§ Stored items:
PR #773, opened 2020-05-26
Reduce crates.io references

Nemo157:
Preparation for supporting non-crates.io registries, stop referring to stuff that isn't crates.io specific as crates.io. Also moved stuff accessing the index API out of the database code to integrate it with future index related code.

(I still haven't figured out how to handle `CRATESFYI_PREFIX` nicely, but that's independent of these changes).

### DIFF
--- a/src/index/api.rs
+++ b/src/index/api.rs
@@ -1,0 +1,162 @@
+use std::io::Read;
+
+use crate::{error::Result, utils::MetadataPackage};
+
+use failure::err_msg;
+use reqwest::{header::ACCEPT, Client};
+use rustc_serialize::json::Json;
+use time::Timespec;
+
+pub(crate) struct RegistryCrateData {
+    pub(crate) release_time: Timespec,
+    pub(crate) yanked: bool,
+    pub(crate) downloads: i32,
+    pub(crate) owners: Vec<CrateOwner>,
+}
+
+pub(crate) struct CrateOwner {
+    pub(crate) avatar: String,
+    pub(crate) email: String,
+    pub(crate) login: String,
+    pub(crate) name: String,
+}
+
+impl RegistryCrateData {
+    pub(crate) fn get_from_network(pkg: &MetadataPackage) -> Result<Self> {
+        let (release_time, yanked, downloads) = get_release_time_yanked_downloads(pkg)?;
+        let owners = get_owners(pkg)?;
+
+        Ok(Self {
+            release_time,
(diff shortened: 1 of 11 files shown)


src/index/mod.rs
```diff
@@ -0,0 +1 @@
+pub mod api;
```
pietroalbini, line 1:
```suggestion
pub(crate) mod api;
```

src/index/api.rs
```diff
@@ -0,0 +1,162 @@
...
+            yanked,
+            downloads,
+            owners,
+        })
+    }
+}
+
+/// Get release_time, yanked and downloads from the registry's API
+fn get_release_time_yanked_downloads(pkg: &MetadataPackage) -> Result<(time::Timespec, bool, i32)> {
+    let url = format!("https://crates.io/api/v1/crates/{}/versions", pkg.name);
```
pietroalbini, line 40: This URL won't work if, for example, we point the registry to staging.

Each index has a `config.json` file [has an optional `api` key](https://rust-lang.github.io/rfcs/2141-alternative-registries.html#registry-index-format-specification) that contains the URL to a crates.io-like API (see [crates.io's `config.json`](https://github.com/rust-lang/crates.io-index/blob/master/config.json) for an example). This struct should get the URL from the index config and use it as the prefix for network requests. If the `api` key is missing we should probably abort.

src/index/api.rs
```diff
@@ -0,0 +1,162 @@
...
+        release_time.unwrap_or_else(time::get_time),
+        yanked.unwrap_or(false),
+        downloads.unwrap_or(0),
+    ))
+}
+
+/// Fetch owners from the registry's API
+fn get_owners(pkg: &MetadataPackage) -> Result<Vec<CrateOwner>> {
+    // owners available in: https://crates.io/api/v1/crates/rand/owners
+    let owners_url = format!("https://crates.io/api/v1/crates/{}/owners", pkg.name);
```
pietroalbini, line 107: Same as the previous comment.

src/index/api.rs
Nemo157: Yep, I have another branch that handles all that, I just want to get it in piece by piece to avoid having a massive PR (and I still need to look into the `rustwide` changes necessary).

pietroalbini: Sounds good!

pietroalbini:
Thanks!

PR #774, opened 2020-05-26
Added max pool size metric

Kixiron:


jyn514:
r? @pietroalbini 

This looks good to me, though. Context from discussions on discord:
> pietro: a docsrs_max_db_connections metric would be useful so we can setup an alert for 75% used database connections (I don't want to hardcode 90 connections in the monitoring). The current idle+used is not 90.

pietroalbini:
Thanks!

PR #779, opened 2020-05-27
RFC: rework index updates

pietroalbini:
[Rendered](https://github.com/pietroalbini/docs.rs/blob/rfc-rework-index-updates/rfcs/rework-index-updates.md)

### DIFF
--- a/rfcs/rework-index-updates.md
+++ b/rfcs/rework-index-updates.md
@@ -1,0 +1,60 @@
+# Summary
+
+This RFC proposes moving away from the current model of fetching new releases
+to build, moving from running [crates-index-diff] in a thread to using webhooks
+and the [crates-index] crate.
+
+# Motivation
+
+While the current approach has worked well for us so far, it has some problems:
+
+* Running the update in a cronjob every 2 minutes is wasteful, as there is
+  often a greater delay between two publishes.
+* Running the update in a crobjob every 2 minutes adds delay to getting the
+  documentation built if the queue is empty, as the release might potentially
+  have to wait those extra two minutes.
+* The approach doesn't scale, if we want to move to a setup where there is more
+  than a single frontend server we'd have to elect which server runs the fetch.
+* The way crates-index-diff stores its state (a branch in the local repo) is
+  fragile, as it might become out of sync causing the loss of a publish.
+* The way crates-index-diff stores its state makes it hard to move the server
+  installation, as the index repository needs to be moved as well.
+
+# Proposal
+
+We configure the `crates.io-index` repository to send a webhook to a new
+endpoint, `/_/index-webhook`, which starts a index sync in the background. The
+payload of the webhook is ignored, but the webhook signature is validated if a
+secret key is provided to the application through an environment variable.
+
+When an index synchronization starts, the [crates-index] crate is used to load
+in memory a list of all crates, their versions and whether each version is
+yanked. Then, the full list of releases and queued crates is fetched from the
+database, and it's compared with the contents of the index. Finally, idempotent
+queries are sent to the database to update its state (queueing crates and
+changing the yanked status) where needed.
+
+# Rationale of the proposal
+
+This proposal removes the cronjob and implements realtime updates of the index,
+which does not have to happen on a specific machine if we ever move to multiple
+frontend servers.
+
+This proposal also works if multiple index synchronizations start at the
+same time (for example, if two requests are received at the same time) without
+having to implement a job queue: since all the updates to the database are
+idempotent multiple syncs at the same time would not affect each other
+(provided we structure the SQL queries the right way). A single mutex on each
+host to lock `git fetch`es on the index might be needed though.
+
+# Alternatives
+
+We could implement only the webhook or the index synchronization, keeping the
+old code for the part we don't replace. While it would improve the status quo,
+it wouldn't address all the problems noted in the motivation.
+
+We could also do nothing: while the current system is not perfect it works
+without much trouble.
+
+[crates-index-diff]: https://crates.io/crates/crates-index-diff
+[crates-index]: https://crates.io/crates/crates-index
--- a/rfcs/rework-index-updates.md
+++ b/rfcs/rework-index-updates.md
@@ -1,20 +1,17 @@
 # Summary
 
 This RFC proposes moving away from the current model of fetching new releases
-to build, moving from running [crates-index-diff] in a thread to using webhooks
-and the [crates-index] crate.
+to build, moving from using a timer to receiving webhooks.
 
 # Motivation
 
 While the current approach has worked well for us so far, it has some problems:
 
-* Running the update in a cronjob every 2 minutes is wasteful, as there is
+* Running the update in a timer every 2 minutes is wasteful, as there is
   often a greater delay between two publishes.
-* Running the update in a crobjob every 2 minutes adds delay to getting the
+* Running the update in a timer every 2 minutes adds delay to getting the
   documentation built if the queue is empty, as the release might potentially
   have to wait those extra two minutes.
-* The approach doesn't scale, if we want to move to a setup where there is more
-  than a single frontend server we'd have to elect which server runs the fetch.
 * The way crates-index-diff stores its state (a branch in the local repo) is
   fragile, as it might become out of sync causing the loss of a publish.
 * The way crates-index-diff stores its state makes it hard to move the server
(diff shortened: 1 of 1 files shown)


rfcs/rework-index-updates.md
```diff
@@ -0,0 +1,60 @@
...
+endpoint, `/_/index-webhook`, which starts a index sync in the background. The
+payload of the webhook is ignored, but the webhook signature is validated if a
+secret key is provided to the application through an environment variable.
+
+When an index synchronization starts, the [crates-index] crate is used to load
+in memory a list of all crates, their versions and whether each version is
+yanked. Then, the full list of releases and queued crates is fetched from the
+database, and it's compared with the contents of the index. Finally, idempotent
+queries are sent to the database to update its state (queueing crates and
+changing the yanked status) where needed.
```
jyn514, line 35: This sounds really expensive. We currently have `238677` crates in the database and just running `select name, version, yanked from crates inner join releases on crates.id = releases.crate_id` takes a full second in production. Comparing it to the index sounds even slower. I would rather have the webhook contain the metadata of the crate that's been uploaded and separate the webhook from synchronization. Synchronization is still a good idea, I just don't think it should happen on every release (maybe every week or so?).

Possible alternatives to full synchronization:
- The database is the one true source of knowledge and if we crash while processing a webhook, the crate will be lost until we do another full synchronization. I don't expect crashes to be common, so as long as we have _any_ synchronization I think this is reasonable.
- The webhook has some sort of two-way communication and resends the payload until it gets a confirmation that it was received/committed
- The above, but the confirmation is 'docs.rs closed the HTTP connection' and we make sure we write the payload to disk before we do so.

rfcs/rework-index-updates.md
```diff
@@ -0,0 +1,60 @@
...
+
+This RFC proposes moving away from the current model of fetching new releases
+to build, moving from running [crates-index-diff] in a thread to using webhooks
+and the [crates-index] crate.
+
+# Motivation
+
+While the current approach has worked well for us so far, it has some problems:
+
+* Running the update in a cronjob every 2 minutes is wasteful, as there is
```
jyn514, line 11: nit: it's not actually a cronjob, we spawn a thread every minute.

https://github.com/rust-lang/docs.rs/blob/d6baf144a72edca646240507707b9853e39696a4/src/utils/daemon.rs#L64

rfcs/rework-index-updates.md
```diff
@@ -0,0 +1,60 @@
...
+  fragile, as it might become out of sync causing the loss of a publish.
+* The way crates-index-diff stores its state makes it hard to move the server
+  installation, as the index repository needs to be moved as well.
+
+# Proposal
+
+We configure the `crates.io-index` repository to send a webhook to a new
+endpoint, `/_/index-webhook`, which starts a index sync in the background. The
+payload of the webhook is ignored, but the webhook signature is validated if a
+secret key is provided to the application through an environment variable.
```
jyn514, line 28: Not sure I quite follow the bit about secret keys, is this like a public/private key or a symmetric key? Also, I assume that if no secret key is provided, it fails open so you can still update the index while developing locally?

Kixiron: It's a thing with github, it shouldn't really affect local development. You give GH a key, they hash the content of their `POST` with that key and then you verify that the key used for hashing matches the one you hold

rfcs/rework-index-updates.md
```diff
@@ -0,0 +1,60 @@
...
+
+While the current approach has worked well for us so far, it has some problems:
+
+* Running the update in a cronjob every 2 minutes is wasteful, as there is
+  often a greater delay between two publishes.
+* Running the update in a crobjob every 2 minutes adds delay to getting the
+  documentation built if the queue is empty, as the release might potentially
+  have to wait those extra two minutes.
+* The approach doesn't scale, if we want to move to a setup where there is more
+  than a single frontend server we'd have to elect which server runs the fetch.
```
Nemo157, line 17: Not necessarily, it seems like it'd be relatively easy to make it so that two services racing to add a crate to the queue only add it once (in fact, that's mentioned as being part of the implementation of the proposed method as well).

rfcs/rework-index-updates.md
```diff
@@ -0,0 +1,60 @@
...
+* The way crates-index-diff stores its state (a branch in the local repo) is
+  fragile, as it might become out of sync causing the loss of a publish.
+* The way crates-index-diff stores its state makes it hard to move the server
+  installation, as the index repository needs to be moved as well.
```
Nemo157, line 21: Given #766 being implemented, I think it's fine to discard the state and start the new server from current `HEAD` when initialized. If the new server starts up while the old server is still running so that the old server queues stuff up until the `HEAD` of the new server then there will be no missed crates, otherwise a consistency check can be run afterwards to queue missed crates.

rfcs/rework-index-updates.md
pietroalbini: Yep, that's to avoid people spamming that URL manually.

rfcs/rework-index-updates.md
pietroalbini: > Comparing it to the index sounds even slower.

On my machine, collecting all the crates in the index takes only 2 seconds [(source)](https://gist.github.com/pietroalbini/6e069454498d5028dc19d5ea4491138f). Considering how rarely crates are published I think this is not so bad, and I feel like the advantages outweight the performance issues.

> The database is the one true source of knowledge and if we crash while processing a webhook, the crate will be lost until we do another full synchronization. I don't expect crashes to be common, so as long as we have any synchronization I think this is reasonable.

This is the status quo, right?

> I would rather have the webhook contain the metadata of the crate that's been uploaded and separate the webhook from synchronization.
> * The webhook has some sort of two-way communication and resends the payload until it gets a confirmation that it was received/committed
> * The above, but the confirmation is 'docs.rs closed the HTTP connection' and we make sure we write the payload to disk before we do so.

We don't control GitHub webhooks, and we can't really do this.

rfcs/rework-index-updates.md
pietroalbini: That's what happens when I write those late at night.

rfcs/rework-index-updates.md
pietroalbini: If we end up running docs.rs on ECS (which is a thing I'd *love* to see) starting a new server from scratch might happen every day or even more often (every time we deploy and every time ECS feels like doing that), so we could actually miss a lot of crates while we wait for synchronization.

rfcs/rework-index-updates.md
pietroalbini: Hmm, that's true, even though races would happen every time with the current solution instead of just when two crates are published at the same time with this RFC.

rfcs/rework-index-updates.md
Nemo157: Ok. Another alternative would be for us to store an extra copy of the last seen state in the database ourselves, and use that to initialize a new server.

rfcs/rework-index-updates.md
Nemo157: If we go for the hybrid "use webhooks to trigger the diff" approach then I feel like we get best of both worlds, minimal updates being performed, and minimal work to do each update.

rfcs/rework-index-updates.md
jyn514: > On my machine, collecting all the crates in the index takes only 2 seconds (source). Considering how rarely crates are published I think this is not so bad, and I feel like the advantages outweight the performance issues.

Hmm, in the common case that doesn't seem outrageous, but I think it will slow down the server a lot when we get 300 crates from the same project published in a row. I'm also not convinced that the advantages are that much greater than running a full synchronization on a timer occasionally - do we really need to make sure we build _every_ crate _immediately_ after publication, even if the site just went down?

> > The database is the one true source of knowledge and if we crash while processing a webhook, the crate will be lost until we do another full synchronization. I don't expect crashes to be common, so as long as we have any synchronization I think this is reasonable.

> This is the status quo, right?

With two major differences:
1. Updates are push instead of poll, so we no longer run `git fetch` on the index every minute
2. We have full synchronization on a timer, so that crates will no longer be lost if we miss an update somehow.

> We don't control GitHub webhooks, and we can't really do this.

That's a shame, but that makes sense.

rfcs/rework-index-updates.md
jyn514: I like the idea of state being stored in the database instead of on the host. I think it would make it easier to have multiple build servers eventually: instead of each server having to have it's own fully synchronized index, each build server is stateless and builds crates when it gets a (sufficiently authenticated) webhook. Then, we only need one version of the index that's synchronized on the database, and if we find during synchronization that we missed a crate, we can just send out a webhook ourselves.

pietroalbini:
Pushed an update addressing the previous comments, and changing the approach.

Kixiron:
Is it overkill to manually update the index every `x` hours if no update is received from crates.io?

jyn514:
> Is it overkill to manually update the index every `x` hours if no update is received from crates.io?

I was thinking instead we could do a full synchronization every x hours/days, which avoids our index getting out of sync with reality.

§ Your objective: If the word "source" is on a line above, return that line.

§ Written solution:
- The database is the one true source of knowledge and if we crash while processing a webhook, the crate will be lost until we do another full synchronization. I don't expect crashes to be common, so as long as we have _any_ synchronization I think this is reasonable.
On my machine, collecting all the crates in the index takes only 2 seconds [(source)](https://gist.github.com/pietroalbini/6e069454498d5028dc19d5ea4491138f). Considering how rarely crates are published I think this is not so bad, and I feel like the advantages outweight the performance issues.
> The database is the one true source of knowledge and if we crash while processing a webhook, the crate will be lost until we do another full synchronization. I don't expect crashes to be common, so as long as we have any synchronization I think this is reasonable.
jyn514: > On my machine, collecting all the crates in the index takes only 2 seconds (source). Considering how rarely crates are published I think this is not so bad, and I feel like the advantages outweight the performance issues.
> > The database is the one true source of knowledge and if we crash while processing a webhook, the crate will be lost until we do another full synchronization. I don't expect crashes to be common, so as long as we have any synchronization I think this is reasonable.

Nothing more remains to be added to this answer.